Вадим и сам поморщился – настолько выспренно это прозвучало Однако не отказывать же от смысла из-за неудачно выстроенной фразы? Он потянулся за чайником и подлил кипятку в загустевший чай – себе и Тиму. Последний, правда, любил чаёвничать покруче, а в прежние времена и вовсе заваривал по трети пачки на чашку, – но и без того он слишком легко возбуждался, с пол-оборота.

– Хорошо говорить тебе – сильному, – проворчал Тим. – Ты-то распорядишься своей судьбой, если захочешь. А каково слабым?

– Я себя сильным не считаю, – возразил Вадим. – Хочу я куда больше, чем делаю, даже когда всё зависит от меня. Правда, большинство и на такое не способны – зато очень изобретательны в оправданиях.

– На меня намекаешь? – Поинтересовался Тим. – Как будто мне есть куда деваться!..

– А что мешает тебе перейти, скажем, в частники? Ты ведь всегда мечтал о самостоятельности.

– Во-первых, не так это просто: мы ж крепостные не только по названию, сам знаешь. И даже паршивые наши конурки приписаны к КБ, а стоит из него выйти… Во-вторых, кому там нужны мои таланты? Здесь меня хоть и достают, однако погоняют не слишком и не мешают удовлетворять любопытство за государственный счёт – пока отчётность в порядке. В-третьих, подпасть под власть крутариков немногим лучше.

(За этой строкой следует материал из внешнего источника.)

PR #943, opened 2021-05-15
Expose additional filters for observed logs

jkanywhere:
There are various ways  I examine logs when testing how my library uses `zap`.
Filtering by log level seems generically useful.
Other filters may not be re-usable enough to include directly in `zap`, so expose the ability to
filter by an arbitrary function.

### DIFF
--- a/zaptest/observer/observer.go
+++ b/zaptest/observer/observer.go
@@ -80,21 +80,21 @@ func (o *ObservedLogs) AllUntimed() []LoggedEntry {
 
 // FilterMessage filters entries to those that have the specified message.
 func (o *ObservedLogs) FilterMessage(msg string) *ObservedLogs {
-	return o.filter(func(e LoggedEntry) bool {
+	return o.Filter(func(e LoggedEntry) bool {
 		return e.Message == msg
 	})
 }
 
 // FilterMessageSnippet filters entries to those that have a message containing the specified snippet.
 func (o *ObservedLogs) FilterMessageSnippet(snippet string) *ObservedLogs {
-	return o.filter(func(e LoggedEntry) bool {
+	return o.Filter(func(e LoggedEntry) bool {
 		return strings.Contains(e.Message, snippet)
 	})
 }
 
 // FilterField filters entries to those that have the specified field.
 func (o *ObservedLogs) FilterField(field zapcore.Field) *ObservedLogs {
-	return o.filter(func(e LoggedEntry) bool {
+	return o.Filter(func(e LoggedEntry) bool {
 		for _, ctxField := range e.Context {
 			if ctxField.Equals(field) {
 				return true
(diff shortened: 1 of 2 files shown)


zaptest/observer/observer.go
```diff
@@ -116,7 +123,9 @@ func (o *ObservedLogs) FilterFieldKey(key string) *ObservedLogs {
 	})
 }
 
-func (o *ObservedLogs) filter(match func(LoggedEntry) bool) *ObservedLogs {
+// Filter filters entries to those for which the provided function returns
+// true.
+func (o *ObservedLogs) Filter(match func(LoggedEntry) bool) *ObservedLogs {
```
abhinav, line 128: minor: consider renaming `match` to `keep` to make it clear that entries that this function returns true for will be kept in the returned ObservedLogs.

zaptest/observer/observer.go
```diff
@@ -116,7 +123,9 @@ func (o *ObservedLogs) FilterFieldKey(key string) *ObservedLogs {
 	})
 }
 
-func (o *ObservedLogs) filter(match func(LoggedEntry) bool) *ObservedLogs {
+// Filter filters entries to those for which the provided function returns
+// true.
```
abhinav, line 127: Probably worth clarifying that this returns a new ObservedLogs.

How about,

```suggestion
// Filter returns a copy of this ObservedLogs containing only those entries
// for which the provided function returns true.
```

abhinav (commented):
FilterLevel is an obvious yes.

Arbitrary Filter, I'm not opposed to exposing. @prashantv?

zaptest/observer/observer.go
```diff
@@ -78,23 +78,30 @@ func (o *ObservedLogs) AllUntimed() []LoggedEntry {
 	return ret
 }
 
+// FilterLevel filters entries to those logged at exactly the given level.
```
prashantv, line 81: optional: In other places in zap, level is the minimum level but it's an exact match.

To avoid confusion, should this be include "Exact" or "Same" in the name, `FilterLevelExact`?

prashantv (commented):
> FilterLevel is an obvious yes.
>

– Но там хотя бы есть выбор.

– Если повезёт, – сказал Тим, – и то – поначалу. А в общем, такое же крепостное право, только поводок чуть длинней.

– Вот я и говорю, – хмыкнул Вадим. – Оправдываться мы умеем.

– Это доводы, чудило, – возмутился спец. – Не оправдания – доводы!

– Ну да, уровня: если не вполне белое – значит, чёрное. Конечно, полной свободы тебе не дадут нигде и никогда, но ведь ты даже кусочка её не желаешь – под тем предлогом, что не предлагают всю. Если б это не затрагивало тебя лично, ты сам бы понял, насколько нелепы такие «доводы».

– Хорошо, а почему ты туда не уходишь?

– Во-первых, по своему психоскладу я не предприниматель, не лидер и не воин…

– Зато умелец, каких поискать!

– Во-вторых, здесь пока интересней. Крутари мне, в общем, понятны – во всяком случае, тамошние странности тутошним не чета. Льщу себя надеждой, что шевелить мозгами умею не хуже, чем руками.

– Всё ты врёшь! – мстительно сказал Тим. – Ты ж у нас христосик, филантроп, а здесь в тебе нуждаются многие вот ты и рассиялся сердцем, будто тот придурочный Данко! И обойдутся с тобою как с ним, когда догоришь, – всё же Горький был не глуп.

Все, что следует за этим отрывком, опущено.